Offshore wind installation costs - A comparative assessment for UK offshore rounds 1, 2 and 3

Jack Paterson 2, Federico D'Amico2, Philipp Thies1, Rafet Kurt4, Gareth Harrison3
1University of Exeter, Exeter, Devon, UK, 2EDF Energy R&D, Croydon, London, UK, 3University of Edinburgh, Edinburgh, Midlothian, UK, 4University of Strathclyde, Glasgow, Lanarkshire, UK


Marine operations play a pivotal role throughout all phases of a wind farm's life cycle. In particular uncertainties associated with offshore installations can extend construction schedules and increase the capital expenditure (CAPEX) required for a given project. Installation costs typically account for about 1/3 of the overall project cost. Therefore, informed engineering decisions and uncertainty reductions in this area hold the potential for risk and cost reductions.
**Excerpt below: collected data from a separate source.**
Issue #5924, opened 2020-01-31
offline usage: PARTIAL_TXN_HEADER_MAGIC causes older versions of electrum to vomit 


electrum-user-account:
https://www.reddit.com/r/Electrum/comments/ewij87/cold_storage_compatibility_issues/

Hello, 

As I wrote in my reddit post, I'm trying to use a new version of electrum as an online watch-only wallet with an old version of electrum as an offline signatory. 

Is this a supported configuration?  It's looking like its not really supported, because it doesn't work.

Basically, when the user generates a transaction from the watch-only  wallet in the new version of electrum 3.3.8, this code executes:  https://github.com/spesmilo/electrum/blob/e81f4bdcd11a072e7c4f38fb1c7eec19c2f7e1a8/electrum/transaction.py#L1009

```
    def serialize(self, estimate_size=False, witness=True):
        network_ser = self.serialize_to_network(estimate_size, witness)
        if estimate_size:
            return network_ser
        if self.is_partial_originally and not self.is_complete():
            partial_format_version = '00'
            return bh2u(PARTIAL_TXN_HEADER_MAGIC) + partial_format_version + network_ser
        else:
            return network_ser
```

And it falls through to the line  `return bh2u(PARTIAL_TXN_HEADER_MAGIC) + partial_format_version + network_ser`

On the old version of electrum, when the transaction file is loaded, this code executes:

https://github.com/spesmilo/electrum/blob/0d4de870a5159d491b604d29780f6bfb539c49f3/lib/transaction.py#L447

```
def deserialize(raw):
    vds = BCDataStream()
    vds.write(raw.decode('hex'))
    d = {}
    start = vds.read_cursor
    d['version'] = vds.read_int32()
    n_vin = vds.read_compact_size()
    d['inputs'] = list(parse_input(vds) for i in xrange(n_vin))
    n_vout = vds.read_compact_size()
    d['outputs'] = list(parse_output(vds,i) for i in xrange(n_vout))
    d['lockTime'] = vds.read_uint32()
    return d
```

The value of `n_vin` will be read from somewhere inside that `PARTIAL_TXN_HEADER_MAGIC` string and result in `n_vin = int(staggeringly large trillzzillion)`, and the parsing just gets worse and blows up from there, resulting in buffer overflow. 

I was just poking around today and I found out that if I modify the electrum code on my watching-only wallet to return `return network_ser` instead of the prefixed string, it works and I can open the transaction file in the old electrum. 

[...]

PR #5926, opened 2020-01-31
Display exported txn compatibility information to the user

electrum-user-account:
txdialog

The serialized transaction format was changed here #4405

The change occurred in Electrum 3.2.0.

(
  before: https://github.com/spesmilo/electrum/blob/624fa4769d9f02fa71696b3d69030ae114ccf573/lib/transaction.py#L891
  after: https://github.com/spesmilo/electrum/blob/0119ab9ee1c4b07255442c7c91a7119ca989b64c/lib/transaction.py#L1013
)

I ran into this myself, here: #5924

Personally I believe that users should be notified of breaking changes.  Users should not have to make educated guesses, ask online, or be python programmers in order to be able to tell whats going on / why doesn't it work.

If you don't like this verbiage (for example, if you think that the user should be instructed to always use the exact same electrum version when importing / exporting)  

Then an alternative verbiage would be appropriate, such as "Always use the exact same Electrum version to import any exported transactions."

If that doesn't fit there the label can be moved. Or it could be  `'Electrum ' + current_electrum_version + ' required to import.'` Or Something. Point is that there should be some indication of this fact of life to the user.

### DIFF
--- a/electrum/gui/qt/transaction_dialog.py
+++ b/electrum/gui/qt/transaction_dialog.py
@@ -183,6 +183,7 @@ class BaseTxDialog(QDialog, MessageBoxMixin):
             vbox.addWidget(self.feecontrol_fields)
         self.hbox = hbox = QHBoxLayout()
         hbox.addLayout(Buttons(*self.sharing_buttons))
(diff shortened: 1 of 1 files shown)


ecdsa:
these are all valid points, but I do not think that your pull request is useful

One of the governing factors are uncertainties in weather downtime for installation vessels, which can incur significant cost fluctuations. This has driven the creation of a variety of software tools in the offshore wind sector to predict installation schedules, assess the bids from participating contractors, optimise planning and identify the subsequent financial allowance required to cover these associated costs.
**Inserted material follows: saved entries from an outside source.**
Issue #6656, opened 2020-10-17
New lightning channel not saved to wallet (funds lost!)


mwnx:
Hi,

I tried opening a lightning channel (using the GUI) and got a segfault very soon after the channel was created and the funding transaction was broadcast. The channel appeared in the GUI's channel list before the crash. This bug report isn't about the segfault however (which I wasn't able to look into since my system did not produce a core dump) but about the fact that my wallet was not saved to disk before the crash, hence why my funds (thankfully not a large amount) are lost.

The good news is I think I've identified the reason why the wallet was not saved to disk. In `lnworker.py`:
```
    def add_new_channel(self, chan):
        self.add_channel(chan)
        channels_db = self.db.get_dict('channels')
        channels_db[chan.channel_id.hex()] = chan.storage
        for addr in chan.get_wallet_addresses_channel_might_want_reserved():
            self.wallet.set_reserved_state_of_address(addr, reserved=True)
        self.wallet.save_backup() # !!!
```
I'm pretty sure `save_backup` should be `save_db`, like everywhere else in `lnworker.py`! In my case, `save_backup` did nothing since by default the config file does not specify a backup location and I did not set one manually.

By the way, I also wonder if `save_db` shouldn't also be called before calling `try_broadcasting` in `_open_channel_coroutine` to account for the possibility of a crash after the transaction has been broadcast. I'm guessing this would not lead to a loss of funds however and so would not be as much of an issue.

Also, just to satisfy my curiousity, in the same function, this condition has me a bit perplexed:
```
        if funding_tx.is_complete():
            await self.network.try_broadcasting(funding_tx, 'open_channel')
```
In what legitimate case would the funding transaction be incomplete, and how could the channel be properly opened if the transaction were to not be broadcast?

Thanks for your great work on Electrum by the way.

SomberNight:
ack, I could reproduce :/
Thank you for the report!

> The good news is I think I've identified the reason why the wallet was not saved to disk. In lnworker.py:

Yes you are correct, the wallet db should be flushed to disk at that point.
I have changed this now in https://github.com/spesmilo/electrum/commit/c3fb79d412e0dc86b65f6ac8f117d28e0be08b4a

`chan.set_state` already results in a save to disk near the end of `channel_establishment_flow`, however a bit confusingly it is called just before actually adding the channel to the db, so it will not save the channel itself...
[...]

PR #6663, opened 2020-10-18
Fix lightning save_db issues (issue #6656)

mwnx:


ecdsa:
why is this PR still open? isn't the issue fixed?

SomberNight:
It is fixed. Just forgot to close.

PR #6736, opened 2020-11-16
appimage build: build most of our python dependencies from source

SomberNight:
In the AppImage build, we now compile most of our non-pure python dependencies from source, instead of using pre-built binary wheels from PyPI.


SomberNight:
force-pushed to remove a workaround for https://github.com/plizonczyk/noiseprotocol/issues/42

SomberNight:
new failure: https://github.com/vpelletier/python-libusb1/issues/64

PR #6740, opened 2020-11-17
lnrater: follow-up for save channel db attribute accesses

bitromortac:
Add comment on node score and return copies of channel db dicts as per comment in #6705 @SomberNight.


SomberNight:
Thanks :)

This paper considers the installation modelling for UK offshore Wind Rounds 1, 2 and 3. Through detailed sensitivity studies of key windfarm characteristics such as distance to shore and the number of turbines, an assessment of vessel performance was completed for generic representative sites for each round by comparing the sensitivities of predicted durations. The results provide a quantification of installation vessel performance, approximated costs and the associated deviations. The derived sensitivities can be used as measure of installation risk to support planning, management and efficient use of project resources.



The analysis is based on time-domain predictions for the completion of key installation operations under user specified exceedance probabilities. Installation vessel technology is analysed to reveal if modern vessel designs will reduce observed OWF installation costs. Three representative installation strategies are used including typical vessel spreads and operational limits. These fixed variables are used in conjunction with upper and lower boundary values for specific parameter distributions of the project characteristics for each round. The software tool considers risk as delays to the installation, imposed by adverse weather conditions applied across the vessels' operability characteristics. The Vessel type and day rate used for each installation phase, is then applied to provide an approximation of the installation costs for the key operations across the three installation rounds.


The results indicate that the lowest downtime and costs are associated with Round 1, which is justified by the sheltered near-shore location of these sites, meaning the vessels were protected from severe weather conditions expected at Rounds 2 and 3 sites. This is affirmed with the results for Round 2 which exhibits the largest downtime and resulting costs. The higher cost is caused by the limitations of the vessels employed for these installations and high costs associated with the heavy lift vessels employed for the foundation and transition piece installations. The Round 3 results suggest that the evolution of vessel technology is able to reduce downtimes and installation costs despite the larger distance to shore and the more challenging weather conditions expected for these projects.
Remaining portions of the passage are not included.